--- START ---
PR #1413, opened 2025-10-29
get channels for all connections in a vhost, not just the first

### LINKED ISSUE #1414: Filtering by vhost on the channels page only shows channels for the first connection
**Describe the bug**
Filtering by vhost on the channels page only shows channels for the first connection, because we use `.find` instead of `.select`. 

Same goes for the API. 

**Describe your setup**
Any version of LavinMQ

**How to reproduce**
Open channels on more than one connection in a vhost, view the page filtered by your vhost and see that not all channels are displayed. 

**Expected behavior**
All channels for a specific vhost should be displayed

viktorerlingsson:
Use `@amqp_server.vhosts[vhost].connections.each` instead of  `.find` on the list of connections, to get channels for all connections in a vhost, not just the first. 

Fixes #1414 

Run spec

### DIFF
--- a/spec/api/channels_spec.cr
+++ b/spec/api/channels_spec.cr
@@ -41,6 +41,24 @@ describe LavinMQ::HTTP::ChannelsController do
         body.as_a.empty?.should be_true
       end
     end
+
+    # Filtering by vhost on the channels page only shows channels for the first connection
+    # https://github.com/cloudamqp/lavinmq/issues/1414
+    it "should return all channels for a vhost with multiple connections" do
+      with_http_server do |http, s|
+        s.vhosts.create("my-connection")
+        s.users.add_permission("guest", "my-connection", /.*/, /.*/, /.*/)
+        wg = WaitGroup.new(1)
+        2.times { spawn { with_channel(s, vhost: "my-connection") { wg.wait } } }
+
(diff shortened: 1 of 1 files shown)


src/lavinmq/http/controller/channels.cr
--- END ---
Copy every line from the records that holds the string "your".

**Describe your setup**
Open channels on more than one connection in a vhost, view the page filtered by your vhost and see that not all channels are displayed. 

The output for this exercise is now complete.